Perhaps, but note that this is not an appeal to divine law, but to the Magisterium and discipline of the Church.  Who has supreme authority over the Magisterium?  Who has supreme authority in matters of Church discipline?  Pope Francis.

Moreover, the discipline of the Church, however many centuries it may have previously been in force, has changed with Amoris Laetitia.  The Buenos Aires guidelines make this clear:  "Amoris laetitia opens the possibility of access to the sacraments of Reconciliation and the Eucharist".  This is the authentic magisterium of Pope Francis, the "official teaching of the Church" according to Cardinal Coccopalmerio.  This may be a change of immense historical significance, changing centuries of past discipline.  It may even be an "interruption" of past magisterial declarations.  But it is an interruption the Pope has the power to make.  Divine law does not exclude persons in a state of mere venial sin from the sacraments.  Church law may have excluded such persons from the sacraments for good prudential reasons in the past, but Pope Francis has now opened a path for those in a state of venial sin to access the sacraments.

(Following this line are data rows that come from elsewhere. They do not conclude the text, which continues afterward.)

PR #6446, opened 2017-07-01
Fix compilation warnings

jtentor:
Remove compilation warnings
- Add virtual destructor in HardwareSerial.h, Stream.h and Print.h
- Add attribute initialization in Stream.h

### DIFF
--- a/hardware/arduino/avr/cores/arduino/HardwareSerial.h
+++ b/hardware/arduino/avr/cores/arduino/HardwareSerial.h
@@ -118,6 +118,7 @@ class HardwareSerial : public Stream
       volatile uint8_t *ubrrh, volatile uint8_t *ubrrl,
       volatile uint8_t *ucsra, volatile uint8_t *ucsrb,
       volatile uint8_t *ucsrc, volatile uint8_t *udr);
+    virtual ~HardwareSerial() {}
     void begin(unsigned long baud) { begin(baud, SERIAL_8N1); }
     void begin(unsigned long, uint8_t);
     void end();
--- a/hardware/arduino/avr/cores/arduino/Print.h
+++ b/hardware/arduino/avr/cores/arduino/Print.h
@@ -44,7 +44,7 @@ class Print
     void setWriteError(int err = 1) { write_error = err; }
   public:
     Print() : write_error(0) {}
-  
+    virtual ~Print() {}
     int getWriteError() { return write_error; }
     void clearWriteError() { setWriteError(0); }
   
--- a/hardware/arduino/avr/cores/arduino/Stream.h
+++ b/hardware/arduino/avr/cores/arduino/Stream.h
@@ -60,8 +60,9 @@ class Stream : public Print
     virtual int read() = 0;
     virtual int peek() = 0;
 
-    Stream() {_timeout=1000;}
-
+    Stream() {_timeout=1000, _startMillis=0;}
+    virtual ~Stream() {}
+    
 // parsing methods
 
   void setTimeout(unsigned long timeout);  // sets maximum milliseconds to wait for stream data, default is 1 second


facchinm:
Hi @jtentor , thanks for the contribution! Did you check if the addition increases the generated binary size? Second question: how did these warnings appear? Did you enable `--pedantic` or similar?

jtentor:
1st question:
========
Yes, the addition increase the generated binary size.
Compiling this simple code with Arduino IDE
```
// -------------------
void setup() {
  Serial.begin(9600);
}
void loop() {
}
// -------------------
```
Without arduino original HardwareSerial.h, Print.h and Stream.h we have:
Sketch uses 1390 bytes (4%) of program storage space. Maximum is 32256 bytes.
Global variables use 182 bytes (8%) of dynamic memory, leaving 1866 bytes for local variables. Maximum is 2048 bytes.

With the addition to fix four warnings, three for virtual destructor and one for attribute not initialized we have:
Sketch uses 2042 bytes (6%) of program storage space. Maximum is 32256 bytes.
Global variables use 196 bytes (9%) of dynamic memory, leaving 1852 bytes for local variables. Maximum is 2048 bytes.

With the addition to fix only three virtual destructor warnings we have:
Sketch uses 2034 bytes (6%) of program storage space. Maximum is 32256 bytes.
Global variables use 196 bytes (9%) of dynamic memory, leaving 1852 bytes for local variables. Maximum is 2048 bytes.

It means we need 8 bytes for attribute initialization and 644 for virtual destructor.

In this trivial code represents relatively a lot of code, but it becomes less important as code grows.


2nd question:
=========
I am editing and compiling with Eclipse IDE for C/C++ Developers Version: Neon.3 Release (4.6.3) Build id: 20170314-1500 with Jan Baeyens plugin (http://eclipse.baeyens.it/).

Is possible Eclise have the "pedantic" option as default, but it is not set in my compilation options.

**In Arduino IDE we have -MMD option wich is not set in Eclipse IDE.**

The Eclipse IDE have a "Problems" windows where I found the four warnings, three for virtual destructor and one for attribute not initialized.

Possible this warnings are not relevant for hobbyist products, but I am a software engineering and checking for no warnings in my compilations is a quality factor.

Thanks @facchinm

facchinm:
You are welcome :slightly_smiling_face: 
Adding (virtual) destructors to a couple of important base classes (like Print or Stream) have been discussed in the past, but it only increases the final binary size and they are mostly useless in embedded projects, thus the idea has been discarded. In boards like the UNO every single byte is important so adding an useless feature to make the static analyzer happy is a no-go. 
About the command line, `-MMD` is used to generate the intermediate dependency files, so it shouldn't affect the compiler output in any way.

jtentor:
You are correct, **embedded systems do not need unnecessary code bytes**.

I'm going to work on some -D options that enable or disable these virtual constructors

As soon as I have them I will share them.

Thank you.

jtentor:
Hi @Ivan-Perez , from your question **Is not it important that the library behaves correctly?**

For software engineering is very important, but in small embedded systems or that who not use virtual destructor this adds unnecessary code.

Remember in first instance, Arduino is for little embedded systems; it is a stakeholder decision.

PaulStoffregen:
> fixes memory leaks ... on bigger projects which extend and add functionality of any of the Print subclasses.

Can you give some specific examples where this has been a problem?

Ivan-Perez:
Hi @jtentor and @PaulStoffregen, I showed an example on one comment in the PR a linked in my previous message. Here you have the link to that coment: https://github.com/arduino/Arduino/pull/4466#issuecomment-194230165. I think it is a very simple example.

Another person show me a workaround to fix my issue, so no complains, but it would be easier to just delete object without using such workarounds. In my project, adding the `Print` virtual destructor only adds a few bytes (less than 100), as I use them everywhere else.

facchinm:
Hi @jtentor ,
Thanks!

Issue #4753, opened 2016-03-24
Can't access buttons on Preferences window on screens with vertical resolution of 600 px


yvescordier:
Arduino IDE 1.6.8
The preference window has no vertical scrollbar. So it is impossible to access the OK button on the bottom of the window on a PC (old recycle for courses) with lower resolution (1024x600 or 800x600).

Would it be possible to reorganize the items of this window to be able to access then on 10'' old notebook? There is this huge useless empty gap between the end of the last preference and the buttons. There is a lot of room unused between lines and another way could be to put the OK and Cancel buttons on the top of the box.
![preferences](https://cloud.githubusercontent.com/assets/18050289/14016794/b0e44142-f1c2-11e5-9f86-9f2c43158d91.jpg)

lmihalkovic:
@yvescordier this was my own thinking on the preferences: #4421, #4417, [#4102/comment](https://github.com/arduino/Arduino/pull/4102#issuecomment-171289157): the single page has been split into more logical smaller pages accessible via the left hand-side list. I think the arduino team's original argument that 'users are so non-tech that they can't be overwhelmed with too many choices' has over the years turned into an efficient justification for doing the bare minimum, especially considering how the IDE (not the libraries) could be construed as having entered _de-facto sunset mode_.

yvescordier:
Sorry but english is not my mother language. My problem is not to split the informations and checkboxes in two or three pages but the problem is to be able to access all informations of the preference window on a screen with low resolution (1024*600). On such screen, it is not possible to acces the OK button to validate the choices. It is why I propose to have a slimerst box of about 500 point heigh (this could be done by elimating usless zones).

regards
yves cordier

lmihalkovic:
```
this could be done by elimating usless zones
```
... or by avoiding to cram together things that have nothing in common, but result in a window too big for everything to be visible on a smaller resolution monitor. But the arduino designers likely has a plan for what they want to do.
Cheers.

Reminds me of this architect friend who used to say nobody could pay him enough to make him design a toilet in the center of a living room, without a very serious reason...

facchinm:
Fixed by #6459

yvescordier:
sorry to have been late to try the modification but i Had'nt my computer avilable. 

due to function bar of  XP on the bottom of the screen, it sill be difficult to press the buttons

only 10 pixels of the button are visible

50 pixels less should be apeciate

is it possible to remove 2 or 3 trailing lines more at the bottom of the preference windows

 

[...]

PR #6459, opened 2017-07-05
Remove gaps on confirmation button to fit 600px height

facchinm:
Remove some unused space from Preference panel to be able to click OK and Cancel on 800x600px monitors. 
On some configurations the OS could decorate the window and make it bigger than 600px; in this case, we should split the preferences into two tabs (argh) or make the window scrollable (even worse). Let's try this approach and see if it works.

Should solve #4753


rin67630:
Why did  cmaglie delete the facchinm:smaller_preference_panel branch. We DO need it!

PaulStoffregen:
This fix was merged more than 1 year ago.

If there is *still* a problem with 1.8.7 or the latest nightly build, maybe open a new issue.  Wouldn't hurt to reference this one and mention the fix wasn't enough for some displays.  A screenshot of the actual problem and specific info about which operating system and desktop environment would also go a long way towards persuading anyone that this deserves more attention.

cjdg:
Happening again in 1.8.9

PR #6580, opened 2017-08-02
Turn off BOD to so that MCU will run at 3v

alustig3:


matthijskooijman:
I'm not so sure we want to turn the BOD off entirely. IIRC it normally triggers at 2.7V (typical), which is fine for the Pro Mini that runs at 3.3V normally. If you want to run your board at different settings, you should just apply your own fuses settings, no need to apply these to everyone else, I'd think.

Additionally, I'd prefer these settings to be the same with the factory-defaults for the Pro Mini, so it doesn't matter if you re-burn the bootloader or not.

alustig3:
Very well. Thanks for the quick response!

Pope Francis has not done this by changing the canon, rather he has simply observed:
"Neither the Synod nor this Exhortation could be expected to provide a new set of general rules, canonical in nature and applicable to all cases. What is possible is simply a renewed encouragement to undertake a responsible personal and pastoral discernment of particular cases, one which would recognize that, since 'the degree of responsibility is not equal in all cases', the consequences or effects of a rule need not necessarily always be the same."  AL 300
The Pontifical Council for Legislative Texts established that canon law needs to be interpreted in a manner consistent with the Magisterium and the church's discipline.  And that means in conformity to the Pope's express intentions.  The Pope is, after all, the sole author and ultimate interpreter of canon law.  Canon law is a way for the Pope to bind the Church, not a way for the Church to bind the Pope.  Pope Francis has made it clear that the Church is now to look at both the objective and the subjective side of sin to determine if there are limitations that mitigate liability and guilt.  Accordingly, the Church can no longer apply Canon 915 by looking solely to the objective situation and refuse the Pope's instruction to recognize that, since the degree of responsibility is not equal in all cases, the consequences or effects of the canon need not necessarily always be the same.